• Exercise input
.....

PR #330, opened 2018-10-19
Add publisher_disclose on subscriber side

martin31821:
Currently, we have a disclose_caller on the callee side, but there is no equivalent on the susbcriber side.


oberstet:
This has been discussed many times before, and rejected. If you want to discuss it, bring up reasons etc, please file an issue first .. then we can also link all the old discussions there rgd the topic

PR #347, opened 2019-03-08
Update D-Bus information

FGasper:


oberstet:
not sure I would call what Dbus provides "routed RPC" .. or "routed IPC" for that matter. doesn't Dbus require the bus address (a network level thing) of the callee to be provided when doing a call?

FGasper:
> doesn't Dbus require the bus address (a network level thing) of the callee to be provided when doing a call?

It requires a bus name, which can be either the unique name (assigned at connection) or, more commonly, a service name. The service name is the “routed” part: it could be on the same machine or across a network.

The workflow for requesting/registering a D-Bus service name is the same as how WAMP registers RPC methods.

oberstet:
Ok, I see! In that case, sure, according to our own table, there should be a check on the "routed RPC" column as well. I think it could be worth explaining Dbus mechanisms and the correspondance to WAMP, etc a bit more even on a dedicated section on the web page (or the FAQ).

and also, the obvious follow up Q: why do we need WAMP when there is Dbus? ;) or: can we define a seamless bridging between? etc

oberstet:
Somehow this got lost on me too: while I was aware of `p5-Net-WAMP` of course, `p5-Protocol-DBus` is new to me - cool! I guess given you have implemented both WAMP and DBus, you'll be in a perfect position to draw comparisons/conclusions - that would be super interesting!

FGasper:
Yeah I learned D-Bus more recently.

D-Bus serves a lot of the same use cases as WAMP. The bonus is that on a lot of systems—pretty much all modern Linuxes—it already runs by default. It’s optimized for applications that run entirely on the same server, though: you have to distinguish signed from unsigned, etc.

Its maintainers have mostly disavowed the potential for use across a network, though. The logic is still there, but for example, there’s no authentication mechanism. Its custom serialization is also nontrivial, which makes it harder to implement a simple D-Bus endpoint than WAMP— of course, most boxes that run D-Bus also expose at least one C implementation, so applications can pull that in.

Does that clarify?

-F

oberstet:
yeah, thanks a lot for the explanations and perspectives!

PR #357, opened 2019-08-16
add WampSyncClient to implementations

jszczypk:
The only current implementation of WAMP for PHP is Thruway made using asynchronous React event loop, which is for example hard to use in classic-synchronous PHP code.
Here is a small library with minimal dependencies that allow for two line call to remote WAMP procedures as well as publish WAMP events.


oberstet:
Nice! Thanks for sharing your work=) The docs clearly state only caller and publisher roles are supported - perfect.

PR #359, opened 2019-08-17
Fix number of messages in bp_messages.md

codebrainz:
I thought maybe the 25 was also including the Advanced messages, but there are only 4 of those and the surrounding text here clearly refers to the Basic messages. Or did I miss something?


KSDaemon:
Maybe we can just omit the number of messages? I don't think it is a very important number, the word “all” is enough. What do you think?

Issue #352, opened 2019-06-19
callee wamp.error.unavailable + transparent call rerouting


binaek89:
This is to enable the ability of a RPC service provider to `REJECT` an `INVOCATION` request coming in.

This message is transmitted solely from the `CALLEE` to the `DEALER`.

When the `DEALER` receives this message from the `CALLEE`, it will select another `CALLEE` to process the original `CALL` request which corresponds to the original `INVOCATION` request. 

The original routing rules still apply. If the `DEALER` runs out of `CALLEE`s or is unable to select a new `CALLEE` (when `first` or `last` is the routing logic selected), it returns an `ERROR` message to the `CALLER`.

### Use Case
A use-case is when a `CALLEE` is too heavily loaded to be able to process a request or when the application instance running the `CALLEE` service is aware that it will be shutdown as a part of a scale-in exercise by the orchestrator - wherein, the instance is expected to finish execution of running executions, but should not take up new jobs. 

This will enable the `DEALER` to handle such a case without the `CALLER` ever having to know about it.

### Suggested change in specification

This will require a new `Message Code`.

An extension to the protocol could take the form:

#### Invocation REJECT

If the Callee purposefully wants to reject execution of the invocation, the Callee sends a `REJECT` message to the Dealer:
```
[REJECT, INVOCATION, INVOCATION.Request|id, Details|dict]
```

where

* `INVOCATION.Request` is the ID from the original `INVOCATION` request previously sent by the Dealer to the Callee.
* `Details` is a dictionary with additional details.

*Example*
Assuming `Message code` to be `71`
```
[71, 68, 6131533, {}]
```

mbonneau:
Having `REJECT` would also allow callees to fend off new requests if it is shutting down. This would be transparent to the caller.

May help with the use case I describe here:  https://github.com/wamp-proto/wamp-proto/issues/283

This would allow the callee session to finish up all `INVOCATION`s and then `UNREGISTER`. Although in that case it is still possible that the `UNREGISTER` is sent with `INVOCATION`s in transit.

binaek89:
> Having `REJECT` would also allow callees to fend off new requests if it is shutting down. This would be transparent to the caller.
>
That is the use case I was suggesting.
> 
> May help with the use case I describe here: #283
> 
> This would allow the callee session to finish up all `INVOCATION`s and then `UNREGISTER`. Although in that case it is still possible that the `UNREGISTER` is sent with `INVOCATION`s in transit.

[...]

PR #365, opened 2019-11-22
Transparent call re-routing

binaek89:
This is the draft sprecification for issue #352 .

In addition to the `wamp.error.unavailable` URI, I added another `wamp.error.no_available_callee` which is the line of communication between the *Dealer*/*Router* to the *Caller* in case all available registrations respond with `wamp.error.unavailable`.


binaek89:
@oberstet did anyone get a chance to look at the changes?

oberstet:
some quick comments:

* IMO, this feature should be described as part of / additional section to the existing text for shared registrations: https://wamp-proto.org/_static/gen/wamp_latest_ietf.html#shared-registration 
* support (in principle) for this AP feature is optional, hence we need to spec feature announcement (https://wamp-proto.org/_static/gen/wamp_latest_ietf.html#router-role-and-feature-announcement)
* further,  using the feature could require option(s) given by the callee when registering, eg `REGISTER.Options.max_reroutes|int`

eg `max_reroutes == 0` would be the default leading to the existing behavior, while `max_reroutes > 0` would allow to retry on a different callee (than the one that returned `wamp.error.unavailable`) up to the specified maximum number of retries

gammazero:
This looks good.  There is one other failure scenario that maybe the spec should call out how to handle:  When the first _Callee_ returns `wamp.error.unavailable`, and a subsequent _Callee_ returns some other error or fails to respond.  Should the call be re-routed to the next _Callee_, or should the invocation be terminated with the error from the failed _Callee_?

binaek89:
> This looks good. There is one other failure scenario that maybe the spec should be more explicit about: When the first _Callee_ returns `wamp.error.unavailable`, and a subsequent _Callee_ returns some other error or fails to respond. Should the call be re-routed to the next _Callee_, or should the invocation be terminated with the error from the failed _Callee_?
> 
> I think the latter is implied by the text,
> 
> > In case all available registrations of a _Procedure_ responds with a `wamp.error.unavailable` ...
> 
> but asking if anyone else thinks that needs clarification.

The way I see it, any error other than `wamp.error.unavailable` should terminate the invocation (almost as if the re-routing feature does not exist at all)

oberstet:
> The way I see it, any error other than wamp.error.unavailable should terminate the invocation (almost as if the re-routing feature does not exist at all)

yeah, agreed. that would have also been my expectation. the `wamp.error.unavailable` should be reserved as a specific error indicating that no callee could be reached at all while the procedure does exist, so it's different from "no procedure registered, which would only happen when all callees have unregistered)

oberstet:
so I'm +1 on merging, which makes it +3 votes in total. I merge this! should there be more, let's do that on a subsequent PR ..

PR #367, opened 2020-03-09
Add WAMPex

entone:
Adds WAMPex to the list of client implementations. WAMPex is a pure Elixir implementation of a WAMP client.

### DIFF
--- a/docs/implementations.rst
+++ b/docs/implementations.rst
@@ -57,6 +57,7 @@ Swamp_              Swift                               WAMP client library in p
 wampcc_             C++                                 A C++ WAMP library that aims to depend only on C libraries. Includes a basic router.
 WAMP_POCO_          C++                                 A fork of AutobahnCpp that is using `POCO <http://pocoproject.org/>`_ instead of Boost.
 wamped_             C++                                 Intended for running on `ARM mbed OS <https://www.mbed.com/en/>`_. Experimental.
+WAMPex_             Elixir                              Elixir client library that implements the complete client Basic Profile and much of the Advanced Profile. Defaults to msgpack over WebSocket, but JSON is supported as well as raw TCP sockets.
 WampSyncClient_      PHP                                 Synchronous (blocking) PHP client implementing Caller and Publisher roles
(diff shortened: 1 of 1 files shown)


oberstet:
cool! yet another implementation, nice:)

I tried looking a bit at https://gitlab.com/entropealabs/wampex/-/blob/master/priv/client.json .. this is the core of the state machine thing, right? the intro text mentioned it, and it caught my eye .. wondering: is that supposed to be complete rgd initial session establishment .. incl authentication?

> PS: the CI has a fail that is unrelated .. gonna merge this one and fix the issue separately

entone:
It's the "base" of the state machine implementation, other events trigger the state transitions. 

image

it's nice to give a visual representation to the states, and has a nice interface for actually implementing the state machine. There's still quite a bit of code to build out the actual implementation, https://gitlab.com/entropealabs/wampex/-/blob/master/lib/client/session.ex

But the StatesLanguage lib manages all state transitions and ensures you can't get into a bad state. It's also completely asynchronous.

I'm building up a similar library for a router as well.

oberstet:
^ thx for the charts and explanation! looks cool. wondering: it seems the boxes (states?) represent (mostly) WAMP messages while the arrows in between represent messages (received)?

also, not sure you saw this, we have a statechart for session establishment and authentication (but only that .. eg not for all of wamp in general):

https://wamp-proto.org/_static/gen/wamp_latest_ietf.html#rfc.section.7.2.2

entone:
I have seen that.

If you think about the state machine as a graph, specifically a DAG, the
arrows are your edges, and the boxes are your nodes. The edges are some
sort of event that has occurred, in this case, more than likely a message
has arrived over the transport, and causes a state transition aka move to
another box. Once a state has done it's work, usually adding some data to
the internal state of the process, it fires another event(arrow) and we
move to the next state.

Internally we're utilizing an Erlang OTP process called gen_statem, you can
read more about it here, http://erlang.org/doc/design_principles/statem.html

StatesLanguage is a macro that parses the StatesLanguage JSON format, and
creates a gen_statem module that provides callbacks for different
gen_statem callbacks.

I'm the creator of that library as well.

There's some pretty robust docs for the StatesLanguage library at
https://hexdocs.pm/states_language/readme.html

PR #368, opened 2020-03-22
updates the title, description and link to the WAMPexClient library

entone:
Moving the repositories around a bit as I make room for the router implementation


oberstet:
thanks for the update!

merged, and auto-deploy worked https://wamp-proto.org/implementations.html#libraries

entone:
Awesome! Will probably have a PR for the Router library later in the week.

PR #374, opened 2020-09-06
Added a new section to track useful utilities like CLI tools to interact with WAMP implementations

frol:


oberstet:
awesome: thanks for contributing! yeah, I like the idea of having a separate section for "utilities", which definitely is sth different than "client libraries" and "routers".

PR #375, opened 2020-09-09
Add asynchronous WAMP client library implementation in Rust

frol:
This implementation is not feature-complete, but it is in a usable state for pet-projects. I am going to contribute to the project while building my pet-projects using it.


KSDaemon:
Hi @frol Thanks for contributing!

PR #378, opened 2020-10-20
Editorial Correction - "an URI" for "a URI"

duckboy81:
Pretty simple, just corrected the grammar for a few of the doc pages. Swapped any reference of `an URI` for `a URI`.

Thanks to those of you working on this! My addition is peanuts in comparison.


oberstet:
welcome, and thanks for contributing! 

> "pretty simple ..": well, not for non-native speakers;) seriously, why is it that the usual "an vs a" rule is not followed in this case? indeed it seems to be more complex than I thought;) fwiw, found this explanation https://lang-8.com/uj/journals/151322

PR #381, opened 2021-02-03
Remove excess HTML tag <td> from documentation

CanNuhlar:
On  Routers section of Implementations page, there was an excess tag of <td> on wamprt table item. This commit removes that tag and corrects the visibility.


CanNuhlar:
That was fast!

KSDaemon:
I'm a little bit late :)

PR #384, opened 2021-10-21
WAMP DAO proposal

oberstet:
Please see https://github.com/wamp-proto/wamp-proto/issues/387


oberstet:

.....

• Task prompt
Using the entries above, extract exactly the span from the line with "Maybe we can" to the line with "This is to enable", both lines included; leave out everything else.

• Task response
Maybe we can just omit the number of messages? I don't think it is a very important number, the word “all” is enough. What do you think?

Issue #352, opened 2019-06-19
callee wamp.error.unavailable + transparent call rerouting


binaek89:
This is to enable the ability of a RPC service provider to `REJECT` an `INVOCATION` request coming in.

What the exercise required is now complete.